*** Data to examine ***
Issue #405, opened 2026-04-03
Confusion between catalog and checks keys


Pierlou:
In the endpoints that get checks (`/api/checks/all` and `/api/checks/latest`), the result is ambiguous because of column names that are both in catalog and checks tables, for instance `url`, which then yields erroneous output in the API. See for instance [the checks of this resource](https://crawler.data.gouv.fr/api/checks/all/?resource_id=3f73d129-6b24-45cd-95e9-9bacc216d9d9):
```json
  {
    "id": 44640778,
    "catalog_id": 261555,
    "url": "https://cellar-c2.services.clever-cloud.com/ma-cantine-egalim-prod/media/open_data/registre_cantines.csv?v=202604031221",
    "domain": "cellar-c2.services.clever-cloud.com",
    "created_at": "2026-04-03T10:21:45.420703+00:00",
    "status": 200,
    ...
  },
  {
    "id": 44631349,
    "catalog_id": 261555,
    "url": "https://cellar-c2.services.clever-cloud.com/ma-cantine-egalim-prod/media/open_data/registre_cantines.csv?v=202604031221",
    "domain": "cellar-c2.services.clever-cloud.com",
    "created_at": "2026-04-03T04:26:25.176009+00:00",
    "status": 200,
    ...
  },
  ...
```
The remote URL of this resource changes a couple of times per day, but all the checks show that the checked URL is the same, because it's not the check URL we are displaying, but the current catalog URL

PR #406, opened 2026-04-03
Fix URL in checks

Pierlou:
Fixes https://github.com/datagouv/hydra/issues/405


bolinocroustibat (approved):
Indeed that was not explicit at all and quite confusing, thanks for spotting that!

PR #408, opened 2026-04-03
feat(csv): split GeoJSON and PMTiles into low-priority RQ jobs

bolinocroustibat:
Replaced by https://github.com/datagouv/hydra/pull/425.


udata_hydra/analysis/helpers.py
```diff
@@ -35,6 +42,22 @@ async def read_or_download_file(
...
+            resp.raise_for_status()
+            body = await resp.read()
+    fd, raw_path = tempfile.mkstemp(suffix=suffix)
+    path = Path(raw_path)
+    try:
+        os.write(fd, body)
+    finally:
+        os.close(fd)
+    log.debug(f"Downloaded {url} to {path} ({len(body)} bytes)")
+    return path
```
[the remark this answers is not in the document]
bolinocroustibat: It's possible, we are already doing it in `utils/files.py` -> `download_resource`.  We could use a shared function between the two.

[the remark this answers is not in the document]
bolinocroustibat: Refactored `utils/files.py` to use streaming HTTP for `download_url_to_tempfile`, also relocated and unify it with `download_resource`: https://github.com/datagouv/hydra/pull/408/changes/357dfb0b724cc81ae2c8d8ea12432acfadd416d9

udata_hydra/analysis/csv.py
```diff
@@ -181,24 +202,20 @@ async def analyse_csv(
...
-            remove_remainders(resource_id, ["geojson", "pmtiles", "pmtiles-journal"])
-            raise ParseException(
-                message=str(e),
-                step="geojson_export",
-                resource_id=resource_id,
-                url=url,
-                check_id=check["id"],
-            ) from e
+        if config.DB_TO_GEOJSON:
+            if not config.CSV_TO_DB:
```
Pierlou, line 206: I am confused with all the possible conversions: do we still have/want the option to do csv => geojson/parquet ? In which case there could still be two switches (do we want csv => `<other format>`, and do we allow to do it from the db)
Or will it now always be db => geojson/parquet?

udata_hydra/analysis/geojson.py
```diff
@@ -129,306 +125,78 @@ async def analyse_geojson(
         await Resource.update(resource_id, {"status": None})
 
 
-async def csv_to_geojson(
-    file_path: str,
+async def export_geojson_for_csv_analysis(
```
Pierlou, line 128: I find this name confusing, could we keep `db_to_geojson`? It's what this function does, right?

udata_hydra/analysis/geojson.py
```diff
@@ -129,306 +125,78 @@ async def analyse_geojson(
...
+    if check_id is not None:
+        await Check.update(
+            check_id,
+            {"pmtiles_url": pmtiles_url, "pmtiles_size": pmtiles_size},
         )
-    else:
-        pmtiles_url = None
-
+    do_unlink = (
+        config.REMOVE_GENERATED_FILES if unlink_geojson_after is None else unlink_geojson_after
```
Pierlou: NIT
```suggestion
        unlink_geojson_after or config.REMOVE_GENERATED_FILES
```

udata_hydra/analysis/resource.py
```diff
@@ -170,9 +170,10 @@ async def analyse_resource(
             await Resource.update(resource_id, data={"status": "TO_ANALYSE_CSV"})
             # Analyse CSV and create a table in the CSV database
             queue.enqueue(
-                analyse_csv,
+                task_analyse_csv,
```
Pierlou, line 173: Why do we need the proxy `task_analyse_csv`? Could we not keep the current syntax?
```suggestion
                analyse_csv,
```

udata_hydra/routes/status.py
```diff
@@ -189,7 +189,6 @@ async def get_health(request: web.Request) -> web.Response:
             "csv_to_parquet": config.CSV_TO_PARQUET,
             "db_to_parquet": config.DB_TO_PARQUET,
             "geojson_to_pmtiles": config.GEOJSON_TO_PMTILES,
-            "csv_to_geojson": config.CSV_TO_GEOJSON,
```
Pierlou, line 192: Following an upstream comment: maybe we should rationalize/change the syntax for these variables?

udata_hydra/utils/file.py
```diff
@@ -36,86 +38,129 @@ def extract_gzip(file_path: str) -> IO[bytes]:
...
             detected_extension = f".{match.group(1)}"
         else:
             detected_extension = ""
     else:
         # Not compressed - use magic to detect type
-        mime_type = magic.from_file(tmp_file.name, mime=True)
+        mime_type: str = magic.from_file(path, mime=True)
         detected_extension = mimetypes.guess_extension(mime_type) or ""
+        tmp_file = open(path, "rb")
+        tmp_file.close()
```
Pierlou, line 132: Why the open/close with nothing in between?

udata_hydra/utils/file.py
Pierlou, line 1: We are starting to have a bunch of download functions, aren't some of them redundant? Like `_http_get_to_temp_path` and `download_url_to_tempfile`?

udata_hydra/analysis/helpers.py
```diff
@@ -72,7 +75,7 @@ async def notify_udata(resource: Record | None, check: Record | dict | None) ->
     if config.GEOJSON_TO_PMTILES and check.get("pmtiles_url"):
         payload["document"]["analysis:parsing:pmtiles_url"] = check.get("pmtiles_url")
         payload["document"]["analysis:parsing:pmtiles_size"] = check.get("pmtiles_size")
-    if config.CSV_TO_GEOJSON and check.get("geojson_url"):
+    if config.DB_TO_GEOJSON and check.get("geojson_url"):
```
Pierlou, line 78: If we keep a double switch for conversions, we may need to adapt this

udata_hydra/analysis/csv.py
```diff
@@ -77,12 +78,32 @@
 minio_client = MinIOClient(bucket=config.MINIO_PARQUET_BUCKET, folder=config.MINIO_PARQUET_FOLDER)
 
 
+async def task_analyse_csv(
```
Pierlou, line 81: As mentionned where it's queued, I don't get why we need to wrap `analyse_csv` up

udata_hydra/analysis/geojson.py
```diff
@@ -451,55 +219,228 @@ async def csv_to_geojson_and_pmtiles(
...
-        result = await db_to_geojson(
-            table_name,
-            inspection,
-            geojson_filepath,
-            upload_to_minio=True,
-        )
-    else:
-        result = await csv_to_geojson(file_path, inspection, geojson_filepath, upload_to_minio=True)
-    if result is None:
+    geo_result = await export_geojson_for_csv_analysis(
```
Pierlou, line 224: If I understand correctly that means we never do csv=>geojson anymore? If it's always made from db, maybe we can drop the code for csv?

udata_hydra/analysis/csv.py
Pierlou, line 187: Do we want to have the parquet conversion as a task too? (in another PR maybe, as this one is quite heavy already)

Pierlou (commented):
Thanks for the work! As mentionned in the comments, maybe some parts could be rationalized, and I am also wondering about the `analysis/` folder: maybe we should have a `conversion/` folder too, so that we don't mix up parquet/geojson analysis and conversion from another format?

udata_hydra/analysis/geojson.py
bolinocroustibat: We already have a `db_to_geojson` method in `csv_geojson.py` file, which is the "low-level" method to convert the DB info to geojson.

This `export_geojson_for_csv_analysis` method  is the CSV-analysis pipeline wrapper and does more than converting to GeoJSON:
- bails out if there is no table_name
- updates the resource status (CONVERTING_TO_GEOJSON)
- calls db_to_geojson(...)
- records timer marks
- updates the check with geojson_url / geojson_size
So the name is meant to say “this is the GeoJSON export step for the CSV analysis flow”, while the actual DB streaming work is named `db_to_geojson`.

Name is indeed a bit ugly though, open to suggestions!

udata_hydra/analysis/resource.py
bolinocroustibat: `task_analyse_csv` wraps the existing `analyse_csv` method. I would keep it that way to differenciate with the reusable routine:
- task_ = worker/job contract — same idea as task_csv_to_geojson / task_geojson_to_pmtiles: “this is what we enqueue.”
- analyse_csv = reusable routine — call it from tests, CLI, or other code without queuing it

udata_hydra/routes/status.py
bolinocroustibat: Totally, but I would do that in another PR!

udata_hydra/analysis/csv.py
bolinocroustibat: As mentioned for `resource.py` where the method is called, we might still want to call `analyse_csv` as a routine, for example in tests or in the CLI, without enqueing it, I think I would keep it that way!

udata_hydra/analysis/geojson.py
bolinocroustibat: The code for the conversion from CSV to GeoJSON have already been dropped.

But GeoJSON is still a part of the CSV resource pipeline: after the CSV is analyzed and loaded into PostgreSQL parsing table with `csv_to_db`, we build a GeoJSON from that table with `db_to_geojson`.

`export_geojson_for_csv_analysis` is the orchestration for that pipeline: it checks DB_TO_GEOJSON, requires table_name, updates resource status, calls db_to_geojson, updates the check with geojson_url / geojson_size, etc. The name is about where it sits (CSV analysis flow for a resource), not about reading GeoJSON from raw CSV.

I agree the name is not ideal though, open to suggestions!

udata_hydra/analysis/csv.py
bolinocroustibat: As listed in this PR description in "Suggested in later, separate PRs", I think we should later completely drop csv_to_parquet logic later.

For the sake of readability of this already big PR, this was intentionally not part in this PR, but kept for later. `csv_to_geojson` has been dropped because it was more tightly tied to the new design.

Does that make sense?

udata_hydra/analysis/helpers.py
bolinocroustibat: `csv_to_geojson` logic has been dropped in this PR. It doesn’t work there unless you re-download or keep the file around, which would have been messy to keep in this PR.

Note: Parquet generation though, is still built in the same step as the CSV analysis, before the temp file is removed. So using the CSV file for Parquet is still fine today, so we keep it in this PR and I suggest we remove it in a later PR.
If we were instead to ever move csv_to_parquet to a separate job, we would hit the same problem as csv_to_geojson, though. Also, this PR is about splitting geojson and pmtiles generation into separate jobs, not parquet.

Does that make sense?

udata_hydra/utils/file.py
bolinocroustibat: This PR already refactors utils/files.py to use streaming HTTP for download_url_to_tempfile and relocate and unify it with download_resource: https://github.com/datagouv/hydra/commit/357dfb0b724cc81ae2c8d8ea12432acfadd416d9

It's already a download functions unifying step, do we want to do do more unifying in the same PR?

udata_hydra/analysis/csv.py
bolinocroustibat: In the future, I think we won't want to to CSV to parquet and CSV to GeoJSON anymore.

In this PR, we removed only the CSV to GeoJSON logic, because it is tightly linked to the logic of splitting GeoJSON and PMtiles generation as separate RQ jobs, as keeping it would need to re-download or keep the file around, which would have been messy to keep in this PR.

In a separate PR, when we'll tackle parquet, as suggested in the PR description, we should remove also the csv_to_parquet logic and put db_to_parquet as a separate queue.

Does that make sense?

udata_hydra/analysis/resource.py
Pierlou: In my mind there could be no difference between the function that does the work, and the task itself. I see it as: if we call the function, it does its stuff, and we can call it as a task too (similarly to Airflow tasks, that are just decorated but remain "technical" functions). If having a wrapper is a conceptually/programmatically better way, then we can stick to it of course

udata_hydra/utils/file.py
Pierlou: Maybe in a following one then, but I'm starting to get lost 😅

udata_hydra/analysis/geojson.py
Pierlou: `csv_to_geojson` still exists [here](https://github.com/datagouv/hydra/blob/286eba52ad8d0044baf3ce1c835387700e519cef/udata_hydra/analysis/csv_geojson.py#L41) and is still used in the CLI and in the tests. Do we want to keep it?

udata_hydra/analysis/resource.py
bolinocroustibat: But when we call it from the tests and/or from the CLI, that wouldn't be an issue you think?

PR #414, opened 2026-04-10
fix: use a default max size for unknown format

maudetes:
Improve format literal typing and add a default max size.

Return an explicit "unknown" literal if format couldn't be detected instead of a fallback on "csv" or ""

Fix https://errors.data.gouv.fr/organizations/sentry/issues/284888/


udata_hydra/config_default.toml
```diff
@@ -66,6 +66,8 @@ MAX_FILESIZE_ALLOWED.parquet = 52428800
 MAX_FILESIZE_ALLOWED.wms = 1048576     # 1 MB
 MAX_FILESIZE_ALLOWED.wfs = 1048576     # 1 MB
 
+DEFAULT_MAX_FILESIZE_ALLOWED = 52428800
```
Pierlou, line 69: Is this arbitrary or based on something?

Pierlou (approved):
Thanks for the fix 🙏

udata_hydra/config_default.toml
maudetes: Today we used to fallback on csv (or fail) with a current default value of 100Mo.
It made sense to me to have a filesize limit lowered (divided by two) for unknown formats compared to the maximum?
In any case, it's a default setting value, we can override it easily if needed.

PR #415, opened 2026-04-15
feat(s3): S3 Object Storage via boto3

### LINKED ISSUE #2000: [hydra] Migration du stockage sur OVH Object Storage
Pour les pmtiles & geojson & parquet.

- [ ] Changer les configs côté infra
- [ ] Copie de minio vers OVH
- [ ] Migrer les URLs actuelles dans les extras

bolinocroustibat:
Closes https://github.com/datagouv/data.gouv.fr/issues/2000

Following the move from MinIO to S3-compatible Object Storage, switching MinIO Python SDK to a boto3-based stack.

This introduces `S3Client` with the same upload contract and public URL shape as before, swaps analysis callers to it, replaces the `minio` dependency with `boto3`, and updates tests to mock boto3.


udata_hydra/__init__.py
```diff
@@ -28,6 +28,22 @@ def configure(self) -> None:
             with open(Path(local_settings), "rb") as f:
                 configuration.update(tomllib.load(f))
 
+        _s3_env_keys = (
```
Pierlou: Why do we need this now and not previously? 🤔

Pierlou (approved):
Thanks for the migration 🙏

udata_hydra/__init__.py
bolinocroustibat: Not needed, that was a fallback, I removed it.

udata_hydra/utils/s3.py
```diff
@@ -0,0 +1,66 @@
...
+class S3Client:
+    def __init__(self, bucket: str, prefix: str | None = None):
+        self.user = config.S3_ACCESS_KEY_ID
+        self.password = config.S3_SECRET_ACCESS_KEY
+        self.bucket = bucket
+        self.prefix = _normalize_prefix(prefix)
+        host = config.S3_ENDPOINT or "test"
+        self._resource = boto3.resource(
+            "s3",
+            endpoint_url=f"https://{host}",
```
Pierlou: NIT
```suggestion
        self._resource = boto3.resource(
            "s3",
            endpoint_url=f"https://{config.S3_ENDPOINT or 'test'}",
```

udata_hydra/utils/s3.py
```diff
@@ -0,0 +1,66 @@
...
+        path = Path(file_path)
+        if path.is_file():
+            file_name = path.name
+            key = f"{self.prefix}/{file_name}" if self.prefix else file_name
+            self._resource.Bucket(self.bucket).upload_file(str(path), key)
+            if delete_source:
+                path.unlink()
+            if self.prefix:
+                return f"https://{config.S3_ENDPOINT}/{self.bucket}/{self.prefix}/{file_name}"
+            return f"https://{config.S3_ENDPOINT}/{self.bucket}/{file_name}"
```
Pierlou: These won't work for all S3 hosts:
- with Minio this is the correct syntax (`https://{endpoint_url}/{bucket}/{object_key}`)
- but with OVH for instance the syntax is `https://{bucket}.{endpoint_url}/{object_key}`

So either we have something most sophisticated, or we create an issue to remember to change this when we change host

Pierlou (approved):
Thanks for the migration 🙏  just concerned about the public URL syntax

udata_hydra/utils/s3.py
bolinocroustibat: Quite fundamental indeed. We can change it on this branch, there is no backward compatibility with MinIO in this branch. Changed [here](https://github.com/datagouv/hydra/pull/415/changes/54c59ab42f0bfdbd12b6007221a85322d38e5842)

PR #61, opened 2021-10-09
Range type

ducky64:
Adds a Range type, for interval arithmetic, and including unit tests. Core definition is in Range.py, and refactors the code that uses tuples to use this. It's really mostly refactoring 🤪...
*** End of Data to examine ***
• _Exercise aim_
Collect every line above that contains the word "issues".

• _Response to the task_
Fixes https://github.com/datagouv/hydra/issues/405
Fix https://errors.data.gouv.fr/organizations/sentry/issues/284888/
Closes https://github.com/datagouv/data.gouv.fr/issues/2000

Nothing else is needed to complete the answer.